- _Stored data_:
PR #2526, opened 2022-02-07
P0627R6: Function to mark unreachable code

AlexGuteniev:
Resolves #2531

PR #6159, opened 2026-03-14
`<utility>`: make `unreachable()` call the doom function in debug mode

### LINKED ISSUE #6151: `<utility>`: `unreachable`  does not abort in debug builds
# Describe the bug
Calling `std::unreachable` is not diagnosed in debug builds.

# Expected behavior
In debug builds, I would expect calling `std::unreachable` to abort execution.

# STL version
e2115badf22f04439d8dd359a1a0202bee292146

# Additional context
This was discovered after `std::terminate` failed to capture undefined behavior due to a logic error. Aborting execution is compatible with undefined behavior, and it helps catch bugs. In that regard, the old ` assert(false)`-based implementations are preferable to `std::unreachable()`.

The original implementation (#2526) attempted to call `abort`  in debug builds:

https://github.com/microsoft/STL/blob/b6b977885809f185189b4e3eb01a30967eba7a30/stl/inc/utility#L757

This was later removed in (#5560), with no obvious explanation for the rationale.

https://github.com/microsoft/STL/commit/e2115badf22f04439d8dd359a1a0202bee292146#diff-b40b803e74da64226183307c996e495cce0bf23a9c83d9822fea849bb99b7144L962

AlexGuteniev:
Fix #6151.

In debug mode, `unreachable()` will deterministically call the doom function. In release mode, users get the UB they asked for.

Extract doom function to a new core header to achieve that. As @frederick-vs-ja suggested, core headers do call some functions. In this case, a function will be called by default for `/clr` configurations only.

Extended test coverage to make sure the machinery does not break compilation.
No runtime coverage -- it is still UB to call `unreachable()` according to the Standard.

### DIFF
--- a/tests/std/tests/GH_001411_core_headers/test.cpp
+++ b/tests/std/tests/GH_001411_core_headers/test.cpp
@@ -8,6 +8,7 @@
 
 // Also test GH-3103 "<xatomic.h>: Investigate making this a core header" and other internal core headers
 #include <__msvc_int128.hpp>
+#include <__msvc_minmax.hpp>
 #include <__msvc_system_error_abi.hpp>
 #include <__msvc_threads_core.hpp>
 #include <__msvc_xlocinfo_types.hpp>
@@ -25,6 +26,7 @@
 #endif // ^^^ _HAS_CXX20 ^^^
 
 // <__msvc_bit_utils.hpp> is included by <bit> and <limits>
+// <__msvc_doom_core.hpp> is included by <utility>
 // <__msvc_iter_core.hpp> is included by <tuple>
 // <xkeycheck.h> should not be included outside of <yvals_core.h>
 // <xtr1common> is included by <cstddef>


stl/inc/header-units.json
```diff
@@ -8,6 +8,7 @@
         "__msvc_bit_utils.hpp",
         "__msvc_chrono.hpp",
         "__msvc_cxx_stdatomic.hpp",
+        // "__msvc_doom_core.hpp", // internal header, provides macro that handles fatal conditions
```
StephanTLavavej: This doesn't need to be commented out; it isn't providing a control macro that affects how other headers are dragged in.

stl/inc/utility
```diff
@@ -1014,6 +1015,9 @@ _NODISCARD constexpr underlying_type_t<_Ty> to_underlying(_Ty _Value) noexcept {
 
 _EXPORT_STD [[noreturn]] __forceinline void unreachable() noexcept /* strengthened */ {
     _STL_UNREACHABLE;
+#ifdef _DEBUG
+    _MSVC_STL_DOOM_FUNCTION("unreachable called");
+#endif // defined(_DEBUG)
```
StephanTLavavej: The unreachable macro should occur after calling the doom function.

stl/inc/utility
```diff
@@ -1014,6 +1015,9 @@ _NODISCARD constexpr underlying_type_t<_Ty> to_underlying(_Ty _Value) noexcept {
 
 _EXPORT_STD [[noreturn]] __forceinline void unreachable() noexcept /* strengthened */ {
     _STL_UNREACHABLE;
+#ifdef _DEBUG
+    _MSVC_STL_DOOM_FUNCTION("unreachable called");
```
StephanTLavavej: Because it's an ordinary word, the message is potentially ambiguous. I recommend saying "std::unreachable() called" here.

tests/std/tests/P0627R6_unreachable/test.cpp
```diff
@@ -18,13 +17,14 @@ constexpr char test_impl(const int arg) {
...
-    assert(test_impl(1) == 'a');
-    assert(test_impl(2) == 'z');
-    return true;
+    return test_impl(1) == 'a' && test_impl(2) == 'z';
 }
 
 int main() {
-    test();
+    if (!test()) {
+        return 1729;
```
StephanTLavavej: 1 is a safer value than 1729 IMO (avoids modulo-256 behavior which I vaguely recall may be a thing), and more conventional.

tests/std/tests/P0627R6_unreachable/test.cpp
```diff
@@ -18,13 +17,14 @@ constexpr char test_impl(const int arg) {
...
+    }
     static_assert(test());
     static_assert(noexcept(std::unreachable())); // strengthened
+    return 0;
```
StephanTLavavej: This is unnecessary.

stl/inc/utility
AlexGuteniev: I like this idea, but remember that it contradicts to what has been decided previously and captured in the comments: https://github.com/microsoft/STL/pull/2526#discussion_r801980346

stl/inc/header-units.json
AlexGuteniev: I observe it was in `yvals.h` which was and is commented out,

stl/inc/utility
StephanTLavavej: Let's please capture it in a comment, then. Not even my memory is that perfect.

stl/inc/header-units.json
StephanTLavavej: Yes, specifically for the reason "// internal header, provides macros that control header inclusion". It's the latter part that's critical. Tons of internal headers are otherwise listed.

tests/std/tests/P0627R6_unreachable/test.cpp
AlexGuteniev: Yeah, let's support previous century shells

stl/inc/utility
AlexGuteniev: First please clarify how do you want it -- as it was agreed upon previously, and as you suggested it and I want it to be (I pushed a change already before seeing your comment).

AlexGuteniev: If we decide on doom before UB, we can also have death runtime coverage. Though it will be complicated to test `_DEBUG` specific behavior.

fortsnek9348:
Yes, this just tripped me up. I used `std::unreachable` *assuming* the debug build will check it. But finding out that it doesn't, I may just have to never ever use the function. No debug checks at all is too dangerous for me.

stl/inc/utility
StephanTLavavej: After thinking about this again, I'm happy with doom before unreachable (i.e. reversing the previous decision in #2526). My understanding is that people call `std::unreachable()` because they want efficient codegen in release mode, and it's clear there's demand for deterministic doom in debug mode. Nobody actually specifically wants undefined behavior as an end in itself.

I don't think we need runtime coverage.

tests/std/tests/GH_001411_core_headers/test.cpp
```diff
@@ -25,6 +26,7 @@
 #endif // ^^^ _HAS_CXX20 ^^^
 
 // <__msvc_bit_utils.hpp> is included by <bit> and <limits>
+// <__msvc_doom_core.hpp> is included by <utility>
```
StephanTLavavej, line 29: I updated this test to record the new inclusion.

tests/std/tests/GH_001411_core_headers/test.cpp
```diff
@@ -8,6 +8,7 @@
 
 // Also test GH-3103 "<xatomic.h>: Investigate making this a core header" and other internal core headers
 #include <__msvc_int128.hpp>
+#include <__msvc_minmax.hpp>
```
StephanTLavavej, line 11: Drive-by: Fixed pre-existing omission.

StephanTLavavej:

StephanTLavavej:
:supervillain_man: :skull_and_crossbones: :beetle:
===

K-ballo:
@AlexGuteniev thanks again for your work! 🎉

- _Try it_:
Print, from the entries above, the line with "# STL version", the line with "The original implementation" and all lines between them, exactly and with nothing else.

- _Answer to this task_:
# STL version
e2115badf22f04439d8dd359a1a0202bee292146

# Additional context
This was discovered after `std::terminate` failed to capture undefined behavior due to a logic error. Aborting execution is compatible with undefined behavior, and it helps catch bugs. In that regard, the old ` assert(false)`-based implementations are preferable to `std::unreachable()`.

The original implementation (#2526) attempted to call `abort`  in debug builds:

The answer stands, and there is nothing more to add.